* Problem requirements *
Look for the word "wraps" in the records, and copy each line where it appears.

Dataset entries:
=== Section Start ===
Issue #1776, opened 2021-12-09
Learning Rate Scheduler support


kparichay:
Support for an independent learning rate scheduler interface is needed.
- [x] create learning rate scheduler interface - must be easy to support custom scheduler #1776
- [x] support existing learning rate schedulers (constant, and exponential) with this interface #1776
- [x] register with appcontext for creation by type and later register other schedulers as they come and add unittests #1778
- [x] decouple learning rate for optimizer
  - [x] support new ini section `LearningRateScheduler` with properties `type=constant/exponential`, `learning_rate=1.0`, .... #1783
  - [x] for backward compatibility, the properties and ini interface must support this and pass the request to lr scheduler interface #1782
  - [x] remove learning rate member functions from optimizer but the properties must be supported for backward compatibility #1782
    - [x] create optimizer_scheduler - containing both optimizer and learning rate scheduler - OptimizerWrapped
    - [x] optimizer_scheduler will inherit ml::train::optimizer and will composite nntrainer::optimizer - OptimizerWrapped
- [x] support piecewise constant learning rate type #1784 
- [x] support C++ API #1786
- [x] support C API #2183

kparichay:
For the ini interface/API, there are two options:
```ini
# Option 1
[optimizer]
type = adam
learning_rate_scheduler=cosine
learning_rate=0.1
decay_steps=100

# Option 2
[optimizer]
type = adam
# for backward compatibility, learning_rate, decay_steps and decay_rate properties
# will be supported here, which will internally result in creation of constant/exponential
# learning rate schedule

[LearningRateScheduler]
type=cosine
decay_steps=100
learning_rate=0.1
```

The c/c++ API will look like below:
```c++
// option 1
auto optimizer = ml::train::optimizer::Adam({"learning_rate_scheduler=cosine", "learning_rate=0.1", "decay_steps=100"});

// option 2
auto optimizer = ml::train::optimizer::Adam(); 
auto lr = ml::train::learning_rate_scheduler::Cosine({"learning_rate=0.1", "decay_steps=100"});
optimizer.setLearningRate(lr);
// optimizer.setProperty({"learning_rate=0.1", "decay_steps=100"}); will be available for constant/exponential learning rate as an alternative to optimizer.setLearningRate() for backward compatility
```

I recommend option 2 as its more clearer and decouples the learning-rate scheduler from optimizer details.
Please share your opinions.

jijoongmoon:
[...]

PR #1782, opened 2021-12-10
[optimizer] Add optimizer wrapped 

kparichay:
- Add optimizer wrapped which wraps the opitmizer and the learning rate
scheduler.
In order to be backward compatible, each optimizer must support setting
the learning rate, decay rate and decay steps, even for new optimizers.
To make this extensible without each optimizer storing this information
and merging with the learning rate schedulers, and not creating new
interfaces, optimizer wrapped is added.
Optimizer wraps around optimizer, and owns both the optimizer and
learning rate scheduler. If the properties of LR or decay are passed to
the optimizer, they are intercepted by the optimizer wrapped and passed
to the learning rate scheduler appropriately.
- Update to use the optimizer wrapped instead of optimizer directly, and
prepare for the using learning rate scheduler.
- Update the optimizer to use the learning rate scheduler in the training
and weight updation.
- cleanup the optimizers.

See Also #1776


nntrainer/optimizers/optimizer_wrapped.cpp
```diff
@@ -0,0 +1,144 @@
...
+  auto remain_props = loadProperties(values, props);
+  optimizer->setProperty(remain_props);
+}
+
+double OptimizerWrapped::getLearningRate(size_t iteration) {
+  return lr_sched->getLearningRate(iteration);
+}
+
+void OptimizerWrapped::applyGradient(RunOptimizerContext &context) {
+  // optimizer->applyGradient(context);
```
zhoonit: comment intended?

nntrainer/optimizers/optimizer_wrapped.cpp
```diff
@@ -0,0 +1,144 @@
...
+}
+
+void OptimizerWrapped::exportTo(Exporter &exporter,
+                                const ExportMethods &method) const {
+  // optimizer->exportTo(exporter, method);
```
zhoonit: comment intended?

nntrainer/optimizers/optimizer_wrapped.cpp
kparichay: yes, this will be enabled once the optimizer is set in upcoming PR.

nntrainer/optimizers/optimizer_wrapped.cpp
kparichay: yes, this will be enabled once the optimizer is set in upcoming PR.

zhoonit (approved):
LGTM, could you share briefly

lhs8928 (approved):
LGTM

jijoongmoon:
This pr is included in #1871

PR #1783, opened 2021-12-10
[wait for #1782] [modelloader] Support learning rate scheduler

kparichay:
Support learning rate scheduler with model loader along with a unittest.


nntrainer/models/model_loader.cpp
```diff
@@ -68,6 +99,7 @@ int ModelLoader::loadOptimizerConfigIni(dictionary *ini, NeuralNetwork &model) {
     std::shared_ptr<ml::train::Optimizer> optimizer =
       createOptimizerWrapped(opt_type, properties);
     model.setOptimizer(optimizer);
+    loadLearningRateSchedulerConfigIni(ini, optimizer);
```
zhoonit, line 102: what if learning rate scheduler exist but optimizer does not exist?

test/ccapi/unittest_ccapi.cpp
```diff
@@ -196,7 +196,7 @@ static nntrainer::IniSection outputlayer("outputlayer",
  */
 TEST(nntrainer_ccapi, train_with_config_01_p) {
   std::unique_ptr<ml::train::Model> model;
-  ScopedIni s("test_train_01_p",
+  ScopedIni s("ccapi_test_train_01_p",
```
zhoonit, line 199: nice finding :)

nntrainer/models/model_loader.cpp
kparichay: Then it will have no effect as the learning rate scheduler is used only by the optimizer.

zhoonit: I think it's reasonable. Could we issue a warning for this case?

If someone add sch in the ini file and add optimizer with model api, they might expect sch is added.

zhoonit (commented):
Oh and could you update ini saving as well? since we don't have a test for this, physically checking if learning rate section is created will be more than enough.

nntrainer/models/model_loader.cpp
kparichay: There is an existing warning: `There is no [Optimizer] section in the given ini file. This model can only be used for inference`. Do you want one more warning?

zhoonit: I see. Maybe adding `[Learning Schedule] section will be ignored if any` their would work. Thanks :)

lhs8928 (approved):
LGTM

jijoongmoon:
This pr is included in #1871

PR #1785, opened 2021-12-13
[layer] mse layer optimize for memory and compute

kparichay:
- reduce memory usage for mse forwarding.
- optimize mse backwarding calculation by merging multiple and divide into
a single call.
- optimize mse layer to use scaled l2norm instead of manually calculating
the l2norm.


zhoonit (approved):
LGTM, nice one :)

jijoongmoon (approved):
LGTM

PR #1788, opened 2021-12-14
[API] Add layer visitor for the model

zhoonit:

<details><summary>[API] Add layer visitor for the model</summary><br />

This patch add visitor for the model api

**Self evaluation:**

</details>

### DIFF
--- a/api/ccapi/include/model.h
+++ b/api/ccapi/include/model.h
@@ -29,6 +29,9 @@
 #include <optimizer.h>
 #include <tensor_dim.h>
 
+namespace nntrainer {
+class RunLayerContext;
+}
 /** Define more aliases for the model in the API */
 namespace ml {
 namespace train {
@@ -191,6 +194,22 @@ public:
     const std::vector<std::string> &start_layers,
     const std::vector<std::string> &end_layers, ReferenceLayersType type,
     const std::vector<std::string> &type_properties = {}) = 0;
+
+  /**
+   * @brief Visit each layer inside model
+   * @param fn function to be called for each layer
+   * - call param
+   *   @param layer layer the call back is visiting
+   *   @param rc run layer context reference clubbed with layer
+   *   @param user_data user data passed along the function
+   * @param user_data user data to pass along the callback
+   */
+  virtual void
+  forEachLayer(std::function<void(Layer & /**< layer */,
+                                  nntrainer::RunLayerContext & /**< rc */,
+                                  void * /**< user_data */)>
+                 fn,
+               void *user_data = nullptr) = 0;
 
   /**
    * @brief     set optimizer for the neural network model
--- a/nntrainer/models/neuralnet.cpp
+++ b/nntrainer/models/neuralnet.cpp
@@ -21,6 +21,7 @@
  *
  */
 
+#include "layer_context.h"
 #include <cmath>
 #include <cstring>
 #include <fstream>
@@ -1024,5 +1025,14 @@ void NeuralNetwork::print(std::ostream &out, unsigned int flags,
     (*iter)->printPreset(out, layerPrintPreset);
 
   /// @todo Add status to check neuralnet has been run. #290
+}
+
+void NeuralNetwork::forEachLayer(
+  std::function<void(ml::train::Layer &, RunLayerContext &, void *)> fn,
+  void *user_data) {
+  for (auto iter = model_graph.cbegin(); iter != model_graph.cend(); iter++) {
+    auto ln = std::static_pointer_cast<LayerNode>(*iter).get();
+    fn(*ln, std::forward<RunLayerContext &>(ln->getRunContext()), user_data);
+  };
 }
 } /* namespace nntrainer */
--- a/nntrainer/models/neuralnet.h
+++ b/nntrainer/models/neuralnet.h
@@ -293,6 +293,17 @@ public:
                  std::shared_ptr<ml::train::Dataset> dataset) override;
 
   /**
+   * @copydoc void forEachLayer(std::function<void(Layer &,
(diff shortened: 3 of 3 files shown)


api/ccapi/include/model.h
```diff
@@ -192,6 +195,20 @@ class Model {
...
+   * @brief Visit each layer inside model
+   * @param fn function to be called for each layer
+   * - call param
+   *   @param layer layer the call back is visiting
+   *   @param rc run layer context clubbed with layer, null if not initialized
+   * yet
+   *
+   */
+  virtual void
+  forEachLayer(std::function<void(Layer & /**< layer */,
```
kparichay, line 208: You should note a few things with opening this API:
- layer_context.h must be opened with this
- add a `void *user_data` which will passed to forEachLayer, and will be included in the function signature.
- if this is being opened, it would be good to also open `registerCallback` with 3 modes (before forwarding, before backwarding, after backwarding) which will also receive RunLayerContext

Regarding this particular function, if not initialized, I recommend to not allowed to be run for the layers as finalize of the layers is itself not run as each layer will have to check for this.

jijoongmoon (approved):
LGTM

api/ccapi/include/model.h
zhoonit: > layer_context.h must be opened with this

yes, layer_context.h is also used for the custom devel so already opened. We will need to move it to ml::train {}.

> add a void *user_data which will be passed to forEachLayer

std::function already can capture states so we won't need this. This will be needed for the capi front.

> it would be good to also open registerCallback with 3 modes 

Yeah, we will need to have some entry point for the model api. Let's discuss this when fixating model c++ api.

> Regarding this particular function, if not initialized, I recommend not allow to be run for the layers as finalize of the layers is itself not run as each layer will have to check for this. As the name/properties of the layer, ordering of execution, count of layers, and model itself change before and after compilation, it would be tough for the user to understand what is happening.

I think this is fair point. I'll not allow this and update documentation as per suggestion.

kparichay: > > add a void *user_data which will be passed to forEachLayer

> std::function already can capture states so we won't need this. This will be needed for the capi front.

If there will be a `void *user_data` for the c API anyway, I recommend to add here itself.

api/ccapi/include/model.h
```diff
@@ -192,6 +195,20 @@ class Model {
...
+                                  nntrainer::RunLayerContext * /**< rc */)>
```
kparichay, line 209: how about `RunLayerContext &` - match the API for a layer developer.

zhoonit: Yeah :) if this is after finalized, it will be Context &

api/ccapi/include/model.h
zhoonit: IMO, adding void * user_data is likely to encourage bad practice to the c++ api user. There is a functor, which is type safe and broader way to alter void *.

Let's have in-depth discussion later though, I'll add `void *` for now :)

lhs8928 (approved):
LGTM

api/ccapi/include/model.h
```diff
@@ -192,6 +195,22 @@ class Model {
     const std::vector<std::string> &end_layers, ReferenceLayersType type,
     const std::vector<std::string> &type_properties = {}) = 0;
 
+  /**
+   * @brief Visit each layer inside model
+   * @param fn function to be called for each layer
+   * - call param
+   *   @param layer layer the call back is visiting
+   *   @param rc run layer context clubbed with layer, null if not initialized
```
kparichay, line 203: update doxygen as per updated signature and behavior - reference for run layer context, and add user_data.

nntrainer/models/neuralnet.cpp
```diff
@@ -1025,4 +1026,13 @@ void NeuralNetwork::print(std::ostream &out, unsigned int flags,
 
   /// @todo Add status to check neuralnet has been run. #290
 }
+
+void NeuralNetwork::forEachLayer(
+  std::function<void(ml::train::Layer &, RunLayerContext &, void *)> fn,
+  void *user_data) {
+  for (auto iter = model_graph.cbegin(); iter != model_graph.cend(); iter++) {
```
kparichay, line 1033: you can add a quick check that model if model is not initialize, then throw.
or maybe ln->getRunContext() will throw?

zhoonit: Yes it throws so I skipped adding it

api/ccapi/include/model.h
zhoonit: done.

nntrainer/models/neuralnet.h
```diff
@@ -292,6 +292,17 @@ class NeuralNetwork : public ml::train::Model {
   int setDataset(const DatasetModeType &dt,
                  std::shared_ptr<ml::train::Dataset> dataset) override;
 
+  /**
+   * @copydoc void forEachLayer(std::function<void(Layer &,
+   * nntrainer::RunLayerContext &), void *user_data> fn);
+   *
+   */
+  void forEachLayer(
+    std::function<void(ml::train::Layer & /**< layer */,
```
kparichay, line 301: This interface will be limited to running the layer with ml::train::layer interface. If you want more functionality, `ml::train::Layer` can be `nntrainer::Layer` (it's not just a typecast anymore). Feel free to do later.

kparichay (approved):
LGTM

nntrainer/models/neuralnet.cpp
kparichay: cool.

api/ccapi/include/model.h
kparichay: cool.

PR #1790, opened 2021-12-14
[optim] Add pytorch reference for adam @open sesame 12/22 19:01

kparichay:
Add pytorch reference mode for adam which references adam implementation
of pytorch.


jijoongmoon (approved):
LGTM

PR #1808, opened 2021-12-20
[tensor] Tensor pool request bug fix

### LINKED ISSUE #1807: tensor pool max execution order bug
Tensor pool is including the max execution order in the execution order of some tensors.

kparichay:
If the max execution order for the tensor pool was less than the
largest execution order for a tensor in the tensor pool, then the max
execution order was being included in the execution order of that
tensor.
This patch resolves this issue for end order, as well as for the start
order.

resolves #1807

### DIFF
--- a/nntrainer/tensor/tensor_pool.cpp
+++ b/nntrainer/tensor/tensor_pool.cpp
@@ -112,11 +112,23 @@ void TensorPool::finalize(const MemoryPlanner &planner,
     }
     details->token = 0;
 
-    /** 1. create the validity ranges for the all the requested tensors */
-    unsigned int validity_start =
-      *std::min_element(details->exec_order.begin(), details->exec_order.end());
-    unsigned int validity_end =
-      *std::max_element(details->exec_order.begin(), details->exec_order.end());
+    /**
+     * 1. create the validity ranges for the all the requested tensors.
+     * validity_start/validity_end should be a value in the exec order of the
+     * given tensor or a value out of range so as to not request memory for this
+     * tensor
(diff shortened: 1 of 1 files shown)


nntrainer/tensor/tensor_pool.cpp
```diff
@@ -131,8 +143,6 @@ void TensorPool::finalize(const MemoryPlanner &planner,
     /** 2. for each tensor request if it is in the provided range */
     if (validity_end < start_order || validity_start > end_order)
       continue;
```
zhoonit, line 145: Shouldn't this always be false (so never continue) because validity_end = validity_start is always >= start_order.

Could you check if initial value of `validity_end` = `start_order - 1` ?

kparichay: this is a sanity check in case the previous calculations does do anything wrong.

zhoonit: I mean sanity check will always pass because validity_end < start_order will be always false, if this is intended, I think this line should be removed instead.

kparichay: validity_end can be less than start_order, when the full range of validity is less than the start_order itself.

zhoonit: Resolved offline that `validity_end < start_order` remains always false but will be here for completeness.

zhoonit (approved):
LGTM

jijoongmoon (approved):
LGTM!

PR #1821, opened 2022-01-06
[model] add train log path property

lhs8928:
- Added SaveTrainLogPath property in model to save train status to file

Self evaluation:

### DIFF
--- a/nntrainer/models/model_common_properties.h
+++ b/nntrainer/models/model_common_properties.h
@@ -74,6 +74,17 @@ public:
 };
 
 /**
+ * @brief train log save path property
+ *
+ */
+class SaveTrainLogPath : public Property<std::string> {
+public:
+  static constexpr const char *key =
+    "save_train_log_path";       /**< unique key to access */
+  using prop_tag = str_prop_tag; /**< property type */
+};
+
+/**
  * @brief model batch size property
  *
  */
--- a/nntrainer/models/neuralnet.cpp
+++ b/nntrainer/models/neuralnet.cpp
@@ -62,7 +62,8 @@ NeuralNetwork::NeuralNetwork(AppContext app_context_) :
   model_props(props::LossType(), {}, {}, props::ClipGradByGlobalNorm()),
   model_flex_props(props::Epochs(), props::TrainingBatchSize(),
                    props::SavePath(), props::ContinueTrain(),
-                   props::SaveBestPath(), props::MemoryOptimization()),
+                   props::SaveBestPath(), props::SaveTrainLogPath(),
+                   props::MemoryOptimization()),
   load_path(std::string()),
   epoch_idx(0),
   iter(0),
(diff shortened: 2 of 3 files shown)


jijoongmoon (approved):
LGTM

nntrainer/models/neuralnet.cpp
```diff
@@ -704,13 +713,18 @@ int NeuralNetwork::train_run() {
...
-  auto train_epoch_end = [this](RunStats &stat, DataBuffer &buffer) {
+  auto train_epoch_end = [this, &train_log_file](RunStats &stat,
+                                                 DataBuffer &buffer) {
     stat.loss /= static_cast<float>(stat.num_iterations);
     auto &save_path = std::get<props::SavePath>(model_flex_props);
     if (!save_path.empty()) {
       save(save_path, ml::train::ModelFormat::MODEL_FORMAT_BIN);
     }
 
+    if (train_log_file.good()) {
```
zhoonit, line 724: I think it's better to check if prop exists and try this while check if train_log_file is bad, we throw

nntrainer/models/model_common_properties.h
```diff
@@ -73,6 +73,17 @@ class SaveBestPath : public Property<std::string> {
   using prop_tag = str_prop_tag; /**< property type */
 };
 
+/**
+ * @brief train log save path property
+ *
+ */
+class SaveTrainLogPath : public Property<std::string> {
```
zhoonit, line 80: For now it looks good, but I think this should be a callback so that the user has some control over the properties(https://www.tensorflow.org/guide/keras/custom_callback?hl=en)

nntrainer/models/neuralnet.cpp
```diff
@@ -629,6 +630,14 @@ int NeuralNetwork::train_run() {
 
   auto batch_size = std::get<props::TrainingBatchSize>(model_flex_props);
 
+  std::ofstream train_log_file;
+  auto &save_train_log_path =
+    std::get<props::SaveTrainLogPath>(model_flex_props);
+  if (!save_train_log_path.empty()) {
+    train_log_file =
+      checkedOpenStream<std::ofstream>(save_train_log_path, std::ios::out);
+  }
```
kparichay, line 639: consider adding an else case where `train_log_file` points to `/dev/null` (`train_log_file.open( "/dev/null", FLAGS);`).  Then you dont need to add checks on `train_log_file` or `save_train_log_path` property is valid or exists

kparichay (approved):
LGTM other than a cleanup comment

songgot (approved):
Looks good to me

jihochu (approved):

DonghakPark (approved):
LGTM

SeoHyungjun:
LGTM!

myungjoo:
@lhs8928 Are you still working on it?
=== Section End ===
* Answer space *
- Add optimizer wrapped which wraps the opitmizer and the learning rate
Optimizer wraps around optimizer, and owns both the optimizer and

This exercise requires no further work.